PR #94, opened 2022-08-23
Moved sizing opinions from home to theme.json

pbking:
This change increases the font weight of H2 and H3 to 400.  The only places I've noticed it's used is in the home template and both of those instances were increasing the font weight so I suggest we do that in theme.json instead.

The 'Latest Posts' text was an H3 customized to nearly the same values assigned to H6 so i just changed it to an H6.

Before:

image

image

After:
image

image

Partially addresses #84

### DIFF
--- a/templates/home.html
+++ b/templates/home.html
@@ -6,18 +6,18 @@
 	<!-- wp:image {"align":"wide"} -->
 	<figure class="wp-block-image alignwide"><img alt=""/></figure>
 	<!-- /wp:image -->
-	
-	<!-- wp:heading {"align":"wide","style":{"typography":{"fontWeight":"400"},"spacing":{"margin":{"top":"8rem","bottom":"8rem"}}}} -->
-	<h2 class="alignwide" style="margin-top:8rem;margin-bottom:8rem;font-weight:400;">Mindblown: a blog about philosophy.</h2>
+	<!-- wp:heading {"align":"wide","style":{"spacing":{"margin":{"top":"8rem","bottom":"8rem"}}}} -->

...

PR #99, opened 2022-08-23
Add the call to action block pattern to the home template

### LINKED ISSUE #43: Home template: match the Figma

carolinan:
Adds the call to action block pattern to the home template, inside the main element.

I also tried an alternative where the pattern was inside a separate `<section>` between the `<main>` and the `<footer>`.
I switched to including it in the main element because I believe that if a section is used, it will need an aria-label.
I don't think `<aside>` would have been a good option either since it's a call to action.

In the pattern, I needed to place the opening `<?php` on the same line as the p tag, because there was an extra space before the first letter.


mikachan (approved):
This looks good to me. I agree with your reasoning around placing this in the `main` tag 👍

(WHAT YOU NEED TO DO):
Among the records above, a stretch begins at the line containing "I switched to" and ends at the line containing "This looks good". Restate that stretch word for word, and nothing else.

(RESULT OF THE EXERCISE):
I switched to including it in the main element because I believe that if a section is used, it will need an aria-label.
I don't think `<aside>` would have been a good option either since it's a call to action.

In the pattern, I needed to place the opening `<?php` on the same line as the p tag, because there was an extra space before the first letter.


mikachan (approved):
This looks good to me. I agree with your reasoning around placing this in the `main` tag 👍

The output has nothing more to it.